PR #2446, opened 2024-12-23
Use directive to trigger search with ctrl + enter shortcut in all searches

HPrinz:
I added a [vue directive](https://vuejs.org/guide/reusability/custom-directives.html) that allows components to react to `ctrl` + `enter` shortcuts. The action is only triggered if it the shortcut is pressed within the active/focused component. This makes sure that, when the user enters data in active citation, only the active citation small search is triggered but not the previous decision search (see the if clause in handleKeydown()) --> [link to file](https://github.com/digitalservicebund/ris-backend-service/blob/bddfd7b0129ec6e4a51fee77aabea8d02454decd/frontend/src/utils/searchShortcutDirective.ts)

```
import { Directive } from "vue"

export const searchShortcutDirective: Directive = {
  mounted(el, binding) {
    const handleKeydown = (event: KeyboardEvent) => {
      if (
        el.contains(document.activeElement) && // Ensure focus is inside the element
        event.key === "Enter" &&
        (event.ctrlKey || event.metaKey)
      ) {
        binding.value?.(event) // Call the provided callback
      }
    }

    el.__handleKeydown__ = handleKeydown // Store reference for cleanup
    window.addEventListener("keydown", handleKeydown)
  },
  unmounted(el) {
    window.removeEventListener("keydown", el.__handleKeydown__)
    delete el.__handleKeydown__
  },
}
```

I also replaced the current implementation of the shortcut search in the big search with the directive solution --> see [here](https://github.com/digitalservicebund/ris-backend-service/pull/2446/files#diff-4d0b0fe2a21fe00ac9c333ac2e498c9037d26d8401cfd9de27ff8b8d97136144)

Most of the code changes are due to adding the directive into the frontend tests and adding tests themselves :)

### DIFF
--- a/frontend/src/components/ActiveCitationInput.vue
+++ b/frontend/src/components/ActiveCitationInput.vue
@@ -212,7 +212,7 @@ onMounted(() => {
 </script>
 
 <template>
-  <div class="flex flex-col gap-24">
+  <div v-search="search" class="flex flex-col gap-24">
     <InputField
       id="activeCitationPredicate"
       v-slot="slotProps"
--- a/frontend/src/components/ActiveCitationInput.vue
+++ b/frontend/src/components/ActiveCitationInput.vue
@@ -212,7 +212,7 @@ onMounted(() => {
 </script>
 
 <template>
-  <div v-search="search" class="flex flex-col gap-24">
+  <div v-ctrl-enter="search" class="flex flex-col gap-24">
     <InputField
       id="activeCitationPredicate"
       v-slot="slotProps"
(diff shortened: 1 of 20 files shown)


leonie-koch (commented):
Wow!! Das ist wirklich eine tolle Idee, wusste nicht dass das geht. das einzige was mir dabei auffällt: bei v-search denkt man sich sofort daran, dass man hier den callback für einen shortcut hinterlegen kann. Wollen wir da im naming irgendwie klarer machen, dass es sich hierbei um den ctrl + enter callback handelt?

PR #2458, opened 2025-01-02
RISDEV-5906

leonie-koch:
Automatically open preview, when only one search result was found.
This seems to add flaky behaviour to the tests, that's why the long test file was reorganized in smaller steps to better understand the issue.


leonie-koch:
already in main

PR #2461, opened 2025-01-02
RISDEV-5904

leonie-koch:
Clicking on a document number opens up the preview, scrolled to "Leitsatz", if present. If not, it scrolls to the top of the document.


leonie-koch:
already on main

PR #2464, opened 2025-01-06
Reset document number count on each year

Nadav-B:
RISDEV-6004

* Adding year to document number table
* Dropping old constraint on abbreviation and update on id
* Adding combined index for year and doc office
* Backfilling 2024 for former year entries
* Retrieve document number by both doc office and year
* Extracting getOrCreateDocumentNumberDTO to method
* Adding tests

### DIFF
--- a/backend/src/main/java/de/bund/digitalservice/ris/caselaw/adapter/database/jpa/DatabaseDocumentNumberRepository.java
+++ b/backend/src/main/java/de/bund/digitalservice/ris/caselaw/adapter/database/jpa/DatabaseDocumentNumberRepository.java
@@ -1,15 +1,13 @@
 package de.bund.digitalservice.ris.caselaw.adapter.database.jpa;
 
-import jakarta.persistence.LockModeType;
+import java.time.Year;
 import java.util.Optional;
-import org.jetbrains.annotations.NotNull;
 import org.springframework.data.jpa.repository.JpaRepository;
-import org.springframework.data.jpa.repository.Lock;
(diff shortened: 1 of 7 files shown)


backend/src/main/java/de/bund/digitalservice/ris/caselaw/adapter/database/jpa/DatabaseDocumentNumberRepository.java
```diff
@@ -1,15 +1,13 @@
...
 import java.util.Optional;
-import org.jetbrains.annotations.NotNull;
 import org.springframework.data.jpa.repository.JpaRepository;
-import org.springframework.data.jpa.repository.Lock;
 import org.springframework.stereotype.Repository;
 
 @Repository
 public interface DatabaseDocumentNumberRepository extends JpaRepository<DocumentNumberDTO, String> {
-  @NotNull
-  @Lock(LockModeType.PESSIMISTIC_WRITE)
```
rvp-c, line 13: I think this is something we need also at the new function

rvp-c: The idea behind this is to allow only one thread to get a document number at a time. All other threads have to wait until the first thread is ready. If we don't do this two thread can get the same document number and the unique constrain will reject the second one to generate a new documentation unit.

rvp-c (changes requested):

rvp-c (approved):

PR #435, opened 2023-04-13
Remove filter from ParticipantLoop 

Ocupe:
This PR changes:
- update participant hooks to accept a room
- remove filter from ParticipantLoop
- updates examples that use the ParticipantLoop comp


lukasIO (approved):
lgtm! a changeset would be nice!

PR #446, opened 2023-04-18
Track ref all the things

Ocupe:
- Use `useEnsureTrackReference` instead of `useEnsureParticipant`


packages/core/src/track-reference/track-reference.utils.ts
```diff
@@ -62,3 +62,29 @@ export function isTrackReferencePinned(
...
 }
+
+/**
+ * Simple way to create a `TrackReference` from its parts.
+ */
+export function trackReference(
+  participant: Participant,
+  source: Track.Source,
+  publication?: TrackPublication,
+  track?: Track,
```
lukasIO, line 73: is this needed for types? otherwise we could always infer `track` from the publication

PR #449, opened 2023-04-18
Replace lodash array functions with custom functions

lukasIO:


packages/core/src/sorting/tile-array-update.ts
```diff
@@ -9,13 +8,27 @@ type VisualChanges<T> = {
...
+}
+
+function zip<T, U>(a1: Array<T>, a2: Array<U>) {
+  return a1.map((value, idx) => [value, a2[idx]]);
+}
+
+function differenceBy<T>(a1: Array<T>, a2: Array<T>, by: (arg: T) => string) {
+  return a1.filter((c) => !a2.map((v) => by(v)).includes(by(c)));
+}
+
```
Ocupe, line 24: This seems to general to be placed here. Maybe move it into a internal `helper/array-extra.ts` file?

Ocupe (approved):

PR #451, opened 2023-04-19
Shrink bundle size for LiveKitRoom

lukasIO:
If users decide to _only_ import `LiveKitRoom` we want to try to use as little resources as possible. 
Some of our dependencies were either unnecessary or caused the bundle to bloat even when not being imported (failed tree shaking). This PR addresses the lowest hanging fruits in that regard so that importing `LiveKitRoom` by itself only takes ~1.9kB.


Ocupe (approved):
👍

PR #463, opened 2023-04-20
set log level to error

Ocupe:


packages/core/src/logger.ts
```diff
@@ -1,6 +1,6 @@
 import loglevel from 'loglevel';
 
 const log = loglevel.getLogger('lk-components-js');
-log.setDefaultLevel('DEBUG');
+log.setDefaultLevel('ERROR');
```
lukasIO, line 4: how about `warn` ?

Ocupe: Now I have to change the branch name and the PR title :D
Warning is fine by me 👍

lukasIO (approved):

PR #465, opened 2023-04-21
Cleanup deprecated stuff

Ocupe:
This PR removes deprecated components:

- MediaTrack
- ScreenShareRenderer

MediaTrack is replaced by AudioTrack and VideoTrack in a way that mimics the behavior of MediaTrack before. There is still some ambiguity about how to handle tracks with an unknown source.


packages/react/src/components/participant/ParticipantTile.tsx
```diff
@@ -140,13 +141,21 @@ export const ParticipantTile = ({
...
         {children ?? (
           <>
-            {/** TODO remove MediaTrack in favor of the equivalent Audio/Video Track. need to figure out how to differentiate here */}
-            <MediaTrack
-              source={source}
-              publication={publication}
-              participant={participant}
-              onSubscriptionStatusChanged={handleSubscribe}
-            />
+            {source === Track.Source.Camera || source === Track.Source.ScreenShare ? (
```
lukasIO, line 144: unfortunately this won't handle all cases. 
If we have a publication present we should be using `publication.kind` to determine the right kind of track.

...

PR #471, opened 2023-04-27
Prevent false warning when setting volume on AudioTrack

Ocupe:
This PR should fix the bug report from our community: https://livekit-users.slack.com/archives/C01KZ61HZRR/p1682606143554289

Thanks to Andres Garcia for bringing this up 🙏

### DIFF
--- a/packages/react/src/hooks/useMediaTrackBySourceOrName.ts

- [Task goal]: Tally the lines of the material above that include the word "flex", then state that tally alone.

- [Expected answer]: 4